_Excerpted data_
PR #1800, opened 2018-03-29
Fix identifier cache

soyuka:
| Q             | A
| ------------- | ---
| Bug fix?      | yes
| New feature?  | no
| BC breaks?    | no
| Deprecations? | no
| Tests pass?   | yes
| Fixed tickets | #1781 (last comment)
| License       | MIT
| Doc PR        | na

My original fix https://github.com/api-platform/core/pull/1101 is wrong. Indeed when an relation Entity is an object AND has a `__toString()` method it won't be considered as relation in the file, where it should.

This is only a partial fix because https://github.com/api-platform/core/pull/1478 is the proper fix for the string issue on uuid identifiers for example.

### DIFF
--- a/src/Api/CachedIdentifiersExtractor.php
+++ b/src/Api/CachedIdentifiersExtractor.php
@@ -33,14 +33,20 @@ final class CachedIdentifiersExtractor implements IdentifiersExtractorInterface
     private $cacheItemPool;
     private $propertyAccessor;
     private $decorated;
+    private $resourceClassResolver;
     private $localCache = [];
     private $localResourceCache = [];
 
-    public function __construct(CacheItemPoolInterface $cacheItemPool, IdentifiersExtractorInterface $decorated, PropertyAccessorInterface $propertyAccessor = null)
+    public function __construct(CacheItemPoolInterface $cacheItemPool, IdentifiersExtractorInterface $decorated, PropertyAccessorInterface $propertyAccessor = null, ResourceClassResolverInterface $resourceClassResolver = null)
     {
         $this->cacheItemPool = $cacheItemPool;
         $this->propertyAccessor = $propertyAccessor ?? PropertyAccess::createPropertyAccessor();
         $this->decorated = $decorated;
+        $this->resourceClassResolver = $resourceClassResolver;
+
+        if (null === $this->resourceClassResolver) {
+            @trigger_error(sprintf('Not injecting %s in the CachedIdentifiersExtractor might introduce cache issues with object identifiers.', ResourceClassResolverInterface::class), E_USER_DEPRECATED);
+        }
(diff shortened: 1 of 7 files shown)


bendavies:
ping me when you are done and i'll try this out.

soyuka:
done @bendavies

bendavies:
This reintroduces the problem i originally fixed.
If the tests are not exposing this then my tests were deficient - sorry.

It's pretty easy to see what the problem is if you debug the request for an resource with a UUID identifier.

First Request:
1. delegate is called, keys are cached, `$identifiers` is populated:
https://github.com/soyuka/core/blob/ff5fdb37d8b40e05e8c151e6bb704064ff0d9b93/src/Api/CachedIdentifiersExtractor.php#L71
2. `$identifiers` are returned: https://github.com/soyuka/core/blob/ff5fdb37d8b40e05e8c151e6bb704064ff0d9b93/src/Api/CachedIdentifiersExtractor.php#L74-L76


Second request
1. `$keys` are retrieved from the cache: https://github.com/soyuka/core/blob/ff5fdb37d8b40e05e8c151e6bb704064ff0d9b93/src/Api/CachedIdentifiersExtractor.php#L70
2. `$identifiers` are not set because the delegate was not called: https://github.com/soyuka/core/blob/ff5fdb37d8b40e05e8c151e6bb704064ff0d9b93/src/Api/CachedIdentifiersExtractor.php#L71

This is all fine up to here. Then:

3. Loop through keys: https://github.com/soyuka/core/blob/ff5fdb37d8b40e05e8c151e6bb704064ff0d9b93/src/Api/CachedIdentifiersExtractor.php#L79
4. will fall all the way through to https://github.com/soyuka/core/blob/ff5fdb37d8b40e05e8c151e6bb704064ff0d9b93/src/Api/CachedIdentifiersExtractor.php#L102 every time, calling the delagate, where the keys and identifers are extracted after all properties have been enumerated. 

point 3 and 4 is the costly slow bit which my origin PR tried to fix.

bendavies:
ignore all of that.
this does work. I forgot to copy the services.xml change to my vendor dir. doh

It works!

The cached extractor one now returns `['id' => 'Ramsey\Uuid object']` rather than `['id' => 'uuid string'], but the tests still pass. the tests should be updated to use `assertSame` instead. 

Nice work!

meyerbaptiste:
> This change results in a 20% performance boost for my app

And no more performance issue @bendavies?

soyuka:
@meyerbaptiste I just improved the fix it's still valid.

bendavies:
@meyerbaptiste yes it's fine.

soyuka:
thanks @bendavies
...
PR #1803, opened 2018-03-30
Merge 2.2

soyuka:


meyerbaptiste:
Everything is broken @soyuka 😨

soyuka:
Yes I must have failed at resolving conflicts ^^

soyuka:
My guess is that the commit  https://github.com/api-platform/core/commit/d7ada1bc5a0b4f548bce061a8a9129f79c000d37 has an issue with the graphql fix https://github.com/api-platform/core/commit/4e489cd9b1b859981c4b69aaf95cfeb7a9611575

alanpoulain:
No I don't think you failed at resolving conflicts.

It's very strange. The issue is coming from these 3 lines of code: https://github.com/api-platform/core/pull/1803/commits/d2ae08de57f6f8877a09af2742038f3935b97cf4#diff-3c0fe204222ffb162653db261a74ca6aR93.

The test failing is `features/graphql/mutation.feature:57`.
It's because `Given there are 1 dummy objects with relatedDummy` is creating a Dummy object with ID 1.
--
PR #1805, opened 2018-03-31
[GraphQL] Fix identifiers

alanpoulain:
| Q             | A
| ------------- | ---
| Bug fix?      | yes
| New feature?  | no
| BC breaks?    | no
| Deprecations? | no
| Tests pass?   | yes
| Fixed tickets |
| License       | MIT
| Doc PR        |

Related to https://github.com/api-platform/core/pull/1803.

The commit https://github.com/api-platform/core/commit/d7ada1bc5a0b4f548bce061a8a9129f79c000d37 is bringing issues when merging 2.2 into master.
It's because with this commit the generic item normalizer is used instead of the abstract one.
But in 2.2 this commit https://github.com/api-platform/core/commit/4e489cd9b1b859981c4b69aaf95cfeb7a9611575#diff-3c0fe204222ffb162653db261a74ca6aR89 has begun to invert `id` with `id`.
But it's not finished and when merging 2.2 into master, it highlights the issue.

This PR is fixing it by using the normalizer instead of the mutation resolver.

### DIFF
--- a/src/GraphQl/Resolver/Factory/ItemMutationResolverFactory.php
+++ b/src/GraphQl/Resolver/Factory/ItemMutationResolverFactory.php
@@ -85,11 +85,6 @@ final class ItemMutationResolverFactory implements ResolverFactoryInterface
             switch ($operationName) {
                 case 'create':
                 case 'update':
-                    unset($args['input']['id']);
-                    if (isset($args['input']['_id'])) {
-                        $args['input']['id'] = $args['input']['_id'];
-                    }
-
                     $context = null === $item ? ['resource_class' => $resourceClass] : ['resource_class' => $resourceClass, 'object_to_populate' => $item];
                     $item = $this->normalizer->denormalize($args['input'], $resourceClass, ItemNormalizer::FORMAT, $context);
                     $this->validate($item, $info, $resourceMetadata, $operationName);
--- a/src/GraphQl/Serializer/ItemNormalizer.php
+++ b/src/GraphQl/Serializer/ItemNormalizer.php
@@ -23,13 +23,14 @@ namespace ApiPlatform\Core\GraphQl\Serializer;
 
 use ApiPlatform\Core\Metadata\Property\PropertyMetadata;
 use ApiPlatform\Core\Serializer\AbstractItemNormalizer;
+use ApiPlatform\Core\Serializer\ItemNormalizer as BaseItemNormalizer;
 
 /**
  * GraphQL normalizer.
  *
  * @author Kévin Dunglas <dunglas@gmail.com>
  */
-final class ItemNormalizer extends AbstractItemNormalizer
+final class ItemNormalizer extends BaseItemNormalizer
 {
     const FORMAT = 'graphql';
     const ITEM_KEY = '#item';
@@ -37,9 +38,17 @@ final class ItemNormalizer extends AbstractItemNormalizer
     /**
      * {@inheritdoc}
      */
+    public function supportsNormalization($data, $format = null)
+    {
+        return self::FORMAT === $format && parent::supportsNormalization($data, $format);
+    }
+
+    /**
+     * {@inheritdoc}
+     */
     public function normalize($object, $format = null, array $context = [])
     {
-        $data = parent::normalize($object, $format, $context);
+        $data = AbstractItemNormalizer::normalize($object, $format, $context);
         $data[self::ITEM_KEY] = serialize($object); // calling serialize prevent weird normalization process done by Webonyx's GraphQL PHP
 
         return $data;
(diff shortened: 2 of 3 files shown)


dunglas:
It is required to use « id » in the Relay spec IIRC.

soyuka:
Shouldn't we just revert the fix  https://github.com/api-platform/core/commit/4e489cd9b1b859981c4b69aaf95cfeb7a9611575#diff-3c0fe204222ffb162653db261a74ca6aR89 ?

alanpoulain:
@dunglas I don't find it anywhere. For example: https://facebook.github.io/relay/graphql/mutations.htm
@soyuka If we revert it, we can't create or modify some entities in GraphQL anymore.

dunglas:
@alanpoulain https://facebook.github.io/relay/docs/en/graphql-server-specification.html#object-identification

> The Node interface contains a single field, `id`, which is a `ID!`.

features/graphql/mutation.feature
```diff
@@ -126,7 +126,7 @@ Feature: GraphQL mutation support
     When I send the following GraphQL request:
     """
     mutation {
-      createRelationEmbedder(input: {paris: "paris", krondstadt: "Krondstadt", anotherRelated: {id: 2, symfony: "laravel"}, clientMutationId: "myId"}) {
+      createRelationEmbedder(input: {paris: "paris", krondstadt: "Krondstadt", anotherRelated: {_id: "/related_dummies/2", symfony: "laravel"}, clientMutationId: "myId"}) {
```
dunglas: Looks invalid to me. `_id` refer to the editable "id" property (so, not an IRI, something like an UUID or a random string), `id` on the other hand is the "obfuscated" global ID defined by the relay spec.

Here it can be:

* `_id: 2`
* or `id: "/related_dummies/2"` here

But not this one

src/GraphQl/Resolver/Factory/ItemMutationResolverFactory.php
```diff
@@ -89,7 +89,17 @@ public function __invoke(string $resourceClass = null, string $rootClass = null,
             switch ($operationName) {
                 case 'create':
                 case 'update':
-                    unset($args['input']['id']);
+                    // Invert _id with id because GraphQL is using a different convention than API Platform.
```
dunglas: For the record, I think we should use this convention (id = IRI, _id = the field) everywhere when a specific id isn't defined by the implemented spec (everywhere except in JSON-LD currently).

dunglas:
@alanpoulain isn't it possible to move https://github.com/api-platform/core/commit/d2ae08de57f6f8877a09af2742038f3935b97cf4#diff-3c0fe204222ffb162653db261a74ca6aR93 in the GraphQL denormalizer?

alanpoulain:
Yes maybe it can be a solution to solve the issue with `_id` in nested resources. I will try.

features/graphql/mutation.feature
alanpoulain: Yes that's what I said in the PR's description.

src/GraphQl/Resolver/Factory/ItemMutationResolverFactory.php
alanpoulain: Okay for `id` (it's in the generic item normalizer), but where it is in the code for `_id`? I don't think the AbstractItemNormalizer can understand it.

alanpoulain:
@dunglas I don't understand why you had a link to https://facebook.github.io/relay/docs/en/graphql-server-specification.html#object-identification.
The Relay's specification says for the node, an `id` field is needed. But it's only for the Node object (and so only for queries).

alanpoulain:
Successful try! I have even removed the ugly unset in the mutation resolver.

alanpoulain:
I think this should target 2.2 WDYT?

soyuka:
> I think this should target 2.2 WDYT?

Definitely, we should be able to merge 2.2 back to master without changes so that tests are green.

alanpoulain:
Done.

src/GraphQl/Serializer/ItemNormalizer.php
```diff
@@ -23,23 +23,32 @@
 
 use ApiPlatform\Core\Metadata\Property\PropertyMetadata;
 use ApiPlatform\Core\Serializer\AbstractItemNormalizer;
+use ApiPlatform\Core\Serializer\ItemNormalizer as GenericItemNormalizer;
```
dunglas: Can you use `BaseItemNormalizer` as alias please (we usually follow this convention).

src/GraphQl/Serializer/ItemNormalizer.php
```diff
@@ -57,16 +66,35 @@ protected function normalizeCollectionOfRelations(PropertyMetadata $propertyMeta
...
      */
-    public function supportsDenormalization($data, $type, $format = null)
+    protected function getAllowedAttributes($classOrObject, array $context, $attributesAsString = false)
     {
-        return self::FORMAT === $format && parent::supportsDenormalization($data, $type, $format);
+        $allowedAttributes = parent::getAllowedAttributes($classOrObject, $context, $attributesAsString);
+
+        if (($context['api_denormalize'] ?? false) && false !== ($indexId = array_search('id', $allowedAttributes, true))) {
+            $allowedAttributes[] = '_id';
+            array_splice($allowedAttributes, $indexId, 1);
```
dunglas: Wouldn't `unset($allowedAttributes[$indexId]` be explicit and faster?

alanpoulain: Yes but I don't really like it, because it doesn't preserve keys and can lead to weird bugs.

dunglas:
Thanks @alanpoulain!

_Assigned task_
Filter the listing for the word "decorated" and copy each line that has it.

_Final answer_
     private $decorated;
-    public function __construct(CacheItemPoolInterface $cacheItemPool, IdentifiersExtractorInterface $decorated, PropertyAccessorInterface $propertyAccessor = null)
+    public function __construct(CacheItemPoolInterface $cacheItemPool, IdentifiersExtractorInterface $decorated, PropertyAccessorInterface $propertyAccessor = null, ResourceClassResolverInterface $resourceClassResolver = null)
         $this->decorated = $decorated;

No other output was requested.